#### [ACTIVITY]
For each line below that holds the word "removed", make a copy.

#### [TASK INPUT]
PR #873, opened 2019-09-05
Firefly 175 image selection

robyww:
Firefly 175 image selection

- Show a table of image when ListOptions is pushed.
- refactor WebPlotRequest and Plot Attributes.

https://jira.ipac.caltech.edu/browse/FIREFLY-175

_To Test_: 
https://irsawebdev9.ipac.caltech.edu/firefly-175-image-selection/firefly/
- Search a bunch of images
- bring up the dialog using  ListOptions

_For code reviewers:_

- Most of the changes code was a refactor and cleanup. Focus on `ExpandedOptionsPopup.jsx` and `ImageSelectPanelV2.jsx`
- The refactor was for `WebPlotRequest.js`


ejoliet:
@robyww This is very useful feature and so works as intended. I've also search images and send it to the viewer and the table get's updated. Very cool.
Couple of minor issues: the last right hand side column is not expanded to fit the URLS width and is difficult toexpand it by sliding to the right the column header border to expand, is there a way to expand it so you can horizontally scroll without having to first expand the column width?
In my opinion, I would suggest to make the table resizable like the FITS info dialog window. 

I have a more important remark and doubt though: didn't we discuss to apply the filter of the table to the image grid, such that when i filter or sort in the table, the grid gets updated? In my test, it doesn't and that's why i'm asking if it's a bug or not implemented or even discussed before? Thanks!

robyww:
> I have a more important remark and doubt though: didn't we discuss to apply the filter of the table to the image grid, such that when i filter or sort in the table, the grid gets updated? In my test, it doesn't and that's why i'm asking if it's a bug or not implemented or even discussed before? Thanks

My understanding this the the filtering is just for helping the use choose images.  So you can filter, decide what to check then filter again and check/uncheck some more.  When OK is pushed the checked images are displayed.  That is a way it works not and I think the ticket specifically requested this behavior.

ejoliet:
> My understanding is that the filtering is just for helping the use choose images. So you can filter, decide what to check then filter again and check/uncheck some more. 

Mhm, ok, i thought it was a way to control the grid, but i might be confused. 

>When OK is pushed the checked images are displayed. That is a way it works not and I think the ticket specifically requested this behavior.

You mean an 'ok' button? I didn't see a button to apply the selection (testing in Safari)

ejoliet:
OK, in Safari browser, i don't see the bottom of the table ;-)... now i'm testing Chrome and i can see what you are talking about. Thanks, i'll continue testing.

ejoliet:
Couple of remark quickly now that i'm testing in Chrome and playing with the new feature:

UI feedback 1: I didn't expect to hide the failed images would removee the button from the table. What happen if you want to see which one were failing after the fact?  

UI feedback 2:I think if we are adding button to 'hide failed' images (or any other label), we could have a reset button to get back all the (non failed or also the failed ones?) images.

robyww:
> UI feedback 1: I didn't expect to hide the failed images would removee the button from the table. What happen if you want to see which one were failing after the fact?

Hide failed does not remove the buttons at the bottom.  Only delete failed.  

> UI feedback 2:I think if we are adding button to 'hide failed' images (or any other label), we could have a reset button to get back all the (non failed or also the failed ones?) images.

The check box at the top will reselect everyone, then OK.  The reason I did not put a third button is because it appears what the user really wants to do is get rid of the fail images.  If this is not the case I can add more buttons.  I considered not even having a "Hide Failed" button since what the user really wants to do is delete all the failed. 

We probably need more feedback. These adjustments are easy.

robyww:
> I've noticed that in Safari browser, the bottom of the table with the controls/buttons are not appearing.

Yes. @gpdf also found it and showed it to me.  He also found another bug. I am doing a pushed with the fixes.

robyww:
Just pushed fixes with the following:

  - fixed bug with safari cutting of the ok button row.
   - fixed bug with going to single image mode, then losing the toolbar
   - added enums to the status and wavelength row- request by gpdf
   - Made the dialog wider and the URL field wider.

_rebuilt:_ https://irsawebdev9.ipac.caltech.edu/firefly-175-image-selection/firefly/

src/firefly/js/core/AppDataCntlr.js
```diff
@@ -211,7 +211,7 @@ export function getConnectionCount(channel) {
  * @param wp center WorldPt
  * @param corners array of 4 WorldPts that represent the corners of a image
  */
-export const dispatchActiveTarget= function(wp,corners) {
+export const dispatchActiveTarget= function(wp,corners=undefined) {
```
loitly: is this for documentation purposes?  it can only be undefined when it's undefined.

src/firefly/js/ui/SimpleComponent.jsx
```diff
@@ -45,7 +46,9 @@ export class SimpleComponent extends PureComponent {
  * By default, this will call Object.is() to ensure the state has changed before
  * calling setState.  To override this behavior, use useStoreConnector.bind({comparator: your_compare_function}).
  *
- * @param stateGetters  one or more functions returning a state
+ * @param stateGetters  one or more functions returning a state, when called the oldState is passed as a parameter.
+ * This allows a stateGetter to optionally act as a comparator.  If the stateGetter does not care about the changes
+ * then it can return the oldState and there will be no state update.
```
loitly: This is a good addition.  I like it.

src/firefly/js/core/AppDataCntlr.js
robyww: yes, I stared doing this more because is kind of self documents.

vandesai1:
Comments:

1. In the TLI, "project" --> "Project Type" to match the terminology on the search screen.
2. In the TLI, "type" --> "Band" to match the terminology on the search screen.
3. Documentation is strangely colorful. Will talk to Luisa.
4. "Hide Failed" and "Delete Failed" are a bit confusing in terms of push buttons. I thought it was telling me that something failed.
5. In the TLI, the status for the failed images is too long. 
6. The "Hide Failed" button should only hide images, not unhide images.

vandesai1:
7. The dialog should not be named "Choose which"

vandesai1:
9. The wavelength column needs to be able to be sorted physically.

robyww:
_Action Items for Trey:_
In the TLI, "project" --> "Project Type" to match the terminology on the search screen.

- [ ] 2.  In the TLI, "type" --> "Band" to match the terminology on the search screen.
- [ ] 5. In the TLI, the status for the failed images is too long.
             Will change to Just `Failed`
- [ ] 8. The wavelength column needs to be able to be sorted physically.


_Comments:_
> 4. "Hide Failed" and "Delete Failed" are a bit confusing in terms of push buttons. I thought it was telling me that something failed.

When you see these buttons something has failed. 

> 6.  The "Hide Failed" button should only hide images, not unhide images.

That is the way it works now, it only will hide.

robyww:
Action Items for @gpdf or @vandesai1 

- [ ] 1. In the TLI, "project" --> "Project Type" to match the terminology on the search screen. **I need a one work Name for this column**

- [ ] 7. The dialog should not be named "Choose which" **I need a title for the dialog**

- [ ] I need you to determine if we should remove the `hide images` button

- [ ] I need to you to give the the text for the `remove images` button

vandesai1:
Continuing to test based on confluence plan: https://confluence.ipac.caltech.edu/pages/viewpage.action?spaceKey=FIREFLY&title=Table-of-loaded-images+proposal

9. If I do a search on arp220, cutout size = 500 arcsec, AllWISE 4 bands, the 4 images display and all look the same size. If I then open the TLI and uncheck W4, the relative sizes of the remaining images look different.
 
10. When an image pane is "x"-d away, the corresponding row should be unchecked in the TLI. Right now it is removed. This might be a little unclear in the confluence page, but see the red text in the priority 1 section.

11. An "info" ("i"-in-a-circle) icon should be present in each non-failed row, which brings up the same image-info dialog box that the image-toolbar's info button does. Instead, we have a long link. Is it possible to replace it with the same icon as in the search page?

vandesai1:
> Action Items for @gpdf or @vandesai1
> 
> * [ ]  1. In the TLI, "project" --> "Project Type" to match the terminology on the search screen. **I need a one work Name for this column**

The only one-word possibility is "Type".

> * [ ]  7. The dialog should not be named "Choose which" **I need a title for the dialog**

I would suggest "Loaded Images".

> * [ ]  I need you to determine if we should remove the `hide images` button

No, we should not remove the "hide images" button. I thought the proposal was to remove the "delete images" button. Yes, I think we should remove the "delete images" button.

> * [ ]  I need to you to give the the text for the `remove images` button

"Hide Failed Images" or "Hide Failures".

dlmcelroy:
> 
> "Hide Failed Images" or "Hide Failures".

I was going to suggest "Hide Failures" - it makes it clear what the subject of the Hide action is.

In general I hesitate to make a lot of detailed critiques as I'm not as familiar with the ins and outs of Firefly BUT as a general critique, I think every effort should be made to have verbiage on the new UI component match other existing verbiage.  Vandana has that pretty well covered in her critiques

At least in the Demo dated 9/17/19, when you hit 'Hide Failed', it re-checked unchecked images.  User selections in terms of checked/unchecked should not be modified by the Hide button.

robyww:
I made a new commit with the following (mostly request) changes:

- The displayed images shown are now controlled by filtering
- Sorting of the table is not reflected in the image layout
- Bottom Buttons (there are none)
   - OK button is removed.
   - Other "delete" buttons are removed
   - Table actions are immediate, no OK button, dialog closed with the x
- Table toolbar is enabled with only options and filter buttons

- Wavelength column is always in microns and numerically sortable.

- Title and Labels
  - Changed dialog title to "Loaded Images"
  - Change "Project" column title to "Type"
  - Changed "Type" column title to "Band"
  - Help column cells: now says "Help" as a link, if no help url it is blank


- None visible changes:
   - TablePanel.jsx now has a `showToggleTextView` property
   - Links code change to show a blank when no URL is generated, instead of the given text
        - `TableRenderer.js`, line 291, @loitly might want to look at this.

ejoliet:
Thanks for updating and make the changes.
I tested it and looks awesome. Toolbar and reset feature is very useful. I've laso noticed the URL is now a link 'help' which i think is better.

Minor feedbacks/comments: 
- Should we keep an 'Close' button to close the dialog? Most of the dialog have a ok or close button, see foe example FITS info dialog.
- I think we need to a help anchor at the bottom right-hand corner to link to a documentation page for explanation of the table content and controls.

robyww:
Task for Trey: 

- [ ] Add 'Close' button
- [ ] Add  help anchor

gpdf:
There seems to be a bug or surprising interaction.  When I have a bunch of 500x500 cutouts loaded, and I filter away enough of them that the grid of image viewers changes its dimensions (e.g., from a 4x4 grid to  3x4 grid), whichever one was the selected image (in the image UI, not in the TLI) before the filter action ends up zoomed in more than the others.  It looks like all the others retain their original size in on-screen, now not filling out their now-larger viewer subframes, while the selected one is zoomed to fit its viewer.

image

gpdf:
@ejoliet made a comment which clarified for me what's going on above: it depends on whether the WCS/etc.-lock is in force or not.  That _sort of_ makes sense but the results are counter-intuitive:

- When the lock is OFF, the highlighted (in the image viewer grid, not the TLI) image DOES grow but the others do not.
- When the lock is ON, upon filtering and changing the grid dimensions, NO images change their on-screen size.  That is, when removing images makes the image viewer subframes larger on-screen, the actual images do NOT grow to fill the newly available space.

If this arose from a consistent underlying behavior, I would expect that when the lock was ON, ALL images would grow.

By the way, when removing filters, all the images shrink back down as expected to their previous states.

I think the CCB-D may want to think about what the ideal behavior should be.

robyww:
> I think the CCB-D may want to think about what the ideal behavior should be.

It does need work and is a bug, but I think it is preexisting. I would like to approach this in a separate ticket. Feedback on how it should work would be helpful.

robyww:
> > I think the CCB-D may want to think about what the ideal behavior should be.
> 
> It does need work and is a bug, but I think it is preexisting. I would like to approach this in a separate ticket. Feedback on how it should work would be helpful.

I did do a little digging on this issue. The problem is that when we changed the default matching it created this behavior. I am going to go ahead and put in a fix to make it work similar to before. It is simply this: When WCS match lock is on it will make all the images lock to the active one as expected. The active will fit or fill and the others will size appropriately. In fact it works like that now.  When match lock is off it will make all the images fit or fill when the grid changes.

src/firefly/js/tables/ui/TableRenderer.js
```diff
@@ -288,6 +288,7 @@ export const LinkCell = React.memo((props) => {
                         const target = action || '_blank';
                         const rvalue = resolveHRefVal(tableModel, value, absRowIdx);
                         const rhref = resolveHRefVal(tableModel, href, absRowIdx, val);
+                        if (!rhref) return '';
```
loitly: Yes, perfectly reasonable.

#### [YOUR SOLUTION]
10. When an image pane is "x"-d away, the corresponding row should be unchecked in the TLI. Right now it is removed. This might be a little unclear in the confluence page, but see the red text in the priority 1 section.
   - OK button is removed.
   - Other "delete" buttons are removed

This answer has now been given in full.